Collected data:
== Segment start ==

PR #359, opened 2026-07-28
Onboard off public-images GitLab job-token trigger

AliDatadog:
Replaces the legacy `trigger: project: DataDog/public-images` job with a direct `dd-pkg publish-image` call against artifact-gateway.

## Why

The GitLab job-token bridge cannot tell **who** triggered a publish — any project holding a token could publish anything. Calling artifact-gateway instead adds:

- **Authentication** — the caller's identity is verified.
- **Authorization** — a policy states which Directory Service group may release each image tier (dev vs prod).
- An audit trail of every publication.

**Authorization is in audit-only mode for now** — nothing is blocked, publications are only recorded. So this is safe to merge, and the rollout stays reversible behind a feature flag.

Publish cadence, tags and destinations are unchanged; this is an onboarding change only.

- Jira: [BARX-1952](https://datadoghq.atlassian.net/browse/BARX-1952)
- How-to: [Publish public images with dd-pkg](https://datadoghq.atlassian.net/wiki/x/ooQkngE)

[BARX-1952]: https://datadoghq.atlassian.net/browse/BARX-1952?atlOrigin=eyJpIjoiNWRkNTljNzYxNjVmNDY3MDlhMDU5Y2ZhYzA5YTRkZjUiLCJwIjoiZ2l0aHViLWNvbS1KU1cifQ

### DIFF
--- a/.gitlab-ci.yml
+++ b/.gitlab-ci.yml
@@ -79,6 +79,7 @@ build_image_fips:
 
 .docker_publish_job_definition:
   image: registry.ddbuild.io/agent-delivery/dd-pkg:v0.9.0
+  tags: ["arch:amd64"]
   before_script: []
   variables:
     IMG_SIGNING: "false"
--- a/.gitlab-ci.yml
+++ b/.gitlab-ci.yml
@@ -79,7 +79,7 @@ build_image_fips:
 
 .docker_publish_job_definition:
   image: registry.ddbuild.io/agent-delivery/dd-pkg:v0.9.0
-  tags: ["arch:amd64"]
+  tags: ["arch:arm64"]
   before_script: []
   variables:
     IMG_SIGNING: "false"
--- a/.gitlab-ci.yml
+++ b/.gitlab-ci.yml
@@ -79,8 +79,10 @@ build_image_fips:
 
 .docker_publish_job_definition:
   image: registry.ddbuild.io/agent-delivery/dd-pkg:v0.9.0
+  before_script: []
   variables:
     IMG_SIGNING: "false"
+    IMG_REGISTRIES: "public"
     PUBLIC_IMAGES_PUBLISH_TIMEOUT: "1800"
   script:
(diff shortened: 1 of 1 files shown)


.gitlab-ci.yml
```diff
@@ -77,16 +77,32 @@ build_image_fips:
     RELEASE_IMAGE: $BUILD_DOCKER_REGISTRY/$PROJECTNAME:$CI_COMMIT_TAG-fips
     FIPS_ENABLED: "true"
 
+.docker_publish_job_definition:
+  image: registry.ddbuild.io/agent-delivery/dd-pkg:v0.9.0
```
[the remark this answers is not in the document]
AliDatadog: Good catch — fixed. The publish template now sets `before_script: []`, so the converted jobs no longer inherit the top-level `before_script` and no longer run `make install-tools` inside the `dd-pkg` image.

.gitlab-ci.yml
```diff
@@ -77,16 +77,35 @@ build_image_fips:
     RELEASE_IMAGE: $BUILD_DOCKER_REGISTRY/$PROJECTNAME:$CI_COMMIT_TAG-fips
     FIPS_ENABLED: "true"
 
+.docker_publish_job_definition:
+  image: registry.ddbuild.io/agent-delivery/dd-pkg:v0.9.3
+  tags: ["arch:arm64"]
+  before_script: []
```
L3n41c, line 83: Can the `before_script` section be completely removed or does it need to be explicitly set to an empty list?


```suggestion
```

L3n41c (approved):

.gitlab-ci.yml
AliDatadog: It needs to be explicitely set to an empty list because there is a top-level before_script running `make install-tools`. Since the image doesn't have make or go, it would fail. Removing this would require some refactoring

== Segment end ==
== Segment start ==

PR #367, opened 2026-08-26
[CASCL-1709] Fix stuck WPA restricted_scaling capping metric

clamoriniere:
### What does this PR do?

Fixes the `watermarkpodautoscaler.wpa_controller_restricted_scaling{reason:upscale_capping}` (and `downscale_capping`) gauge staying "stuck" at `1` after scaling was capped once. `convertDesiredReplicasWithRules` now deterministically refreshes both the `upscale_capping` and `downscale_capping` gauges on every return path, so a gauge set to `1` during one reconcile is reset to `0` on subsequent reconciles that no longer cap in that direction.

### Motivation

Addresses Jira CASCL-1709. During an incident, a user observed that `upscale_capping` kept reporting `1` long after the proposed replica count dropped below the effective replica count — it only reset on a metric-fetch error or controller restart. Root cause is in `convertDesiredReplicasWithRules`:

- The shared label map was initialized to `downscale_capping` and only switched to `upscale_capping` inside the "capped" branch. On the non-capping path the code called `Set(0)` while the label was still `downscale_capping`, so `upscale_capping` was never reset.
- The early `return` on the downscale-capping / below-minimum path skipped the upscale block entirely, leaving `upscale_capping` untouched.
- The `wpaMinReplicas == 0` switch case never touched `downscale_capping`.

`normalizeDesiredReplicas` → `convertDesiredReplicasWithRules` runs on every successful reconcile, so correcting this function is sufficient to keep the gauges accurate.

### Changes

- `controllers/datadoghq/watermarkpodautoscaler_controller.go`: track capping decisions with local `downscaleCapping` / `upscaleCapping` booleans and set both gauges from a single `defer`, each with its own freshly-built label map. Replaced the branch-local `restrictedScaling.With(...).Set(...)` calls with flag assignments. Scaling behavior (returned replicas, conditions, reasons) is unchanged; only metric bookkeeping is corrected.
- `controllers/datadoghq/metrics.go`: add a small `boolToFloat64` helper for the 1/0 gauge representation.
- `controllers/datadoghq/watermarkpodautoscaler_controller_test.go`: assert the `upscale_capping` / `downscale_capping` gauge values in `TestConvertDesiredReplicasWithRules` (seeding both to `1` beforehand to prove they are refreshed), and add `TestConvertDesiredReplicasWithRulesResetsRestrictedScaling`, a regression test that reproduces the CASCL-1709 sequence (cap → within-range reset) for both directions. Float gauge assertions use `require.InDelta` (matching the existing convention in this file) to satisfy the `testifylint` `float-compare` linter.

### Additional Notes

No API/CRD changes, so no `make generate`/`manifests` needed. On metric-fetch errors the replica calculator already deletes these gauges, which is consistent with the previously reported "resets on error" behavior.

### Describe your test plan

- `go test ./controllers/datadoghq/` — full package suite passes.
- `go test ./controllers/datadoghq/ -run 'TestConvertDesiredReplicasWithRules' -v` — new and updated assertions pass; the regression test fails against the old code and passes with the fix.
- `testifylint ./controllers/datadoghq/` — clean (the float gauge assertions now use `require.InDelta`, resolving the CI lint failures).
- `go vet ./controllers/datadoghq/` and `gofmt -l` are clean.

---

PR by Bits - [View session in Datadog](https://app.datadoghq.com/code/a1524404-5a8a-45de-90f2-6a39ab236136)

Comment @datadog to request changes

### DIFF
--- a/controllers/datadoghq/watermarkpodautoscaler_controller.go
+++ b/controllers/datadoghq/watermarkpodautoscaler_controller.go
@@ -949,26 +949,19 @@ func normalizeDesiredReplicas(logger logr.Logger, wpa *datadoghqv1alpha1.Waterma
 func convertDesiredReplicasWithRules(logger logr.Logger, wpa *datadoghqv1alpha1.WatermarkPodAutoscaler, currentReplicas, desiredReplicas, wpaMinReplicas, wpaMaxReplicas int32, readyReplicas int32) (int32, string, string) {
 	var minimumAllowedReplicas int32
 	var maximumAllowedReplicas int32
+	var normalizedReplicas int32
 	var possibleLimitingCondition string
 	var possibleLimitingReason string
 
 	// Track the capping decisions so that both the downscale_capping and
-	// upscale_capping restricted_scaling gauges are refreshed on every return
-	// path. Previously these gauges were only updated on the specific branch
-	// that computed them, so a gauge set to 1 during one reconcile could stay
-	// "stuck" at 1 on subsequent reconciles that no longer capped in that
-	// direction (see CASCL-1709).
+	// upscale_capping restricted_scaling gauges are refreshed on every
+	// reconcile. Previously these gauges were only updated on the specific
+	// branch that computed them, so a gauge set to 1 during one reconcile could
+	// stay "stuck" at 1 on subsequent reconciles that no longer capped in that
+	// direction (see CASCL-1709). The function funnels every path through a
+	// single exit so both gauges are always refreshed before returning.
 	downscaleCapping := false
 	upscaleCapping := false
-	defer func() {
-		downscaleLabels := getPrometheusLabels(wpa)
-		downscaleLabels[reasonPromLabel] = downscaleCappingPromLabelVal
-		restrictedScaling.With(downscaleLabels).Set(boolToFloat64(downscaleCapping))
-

== Segment end ==

Task brief →
Copy every line above that holds the word "string".

Response to this exercise →
 func convertDesiredReplicasWithRules(logger logr.Logger, wpa *datadoghqv1alpha1.WatermarkPodAutoscaler, currentReplicas, desiredReplicas, wpaMinReplicas, wpaMaxReplicas int32, readyReplicas int32) (int32, string, string) {
 	var possibleLimitingCondition string
 	var possibleLimitingReason string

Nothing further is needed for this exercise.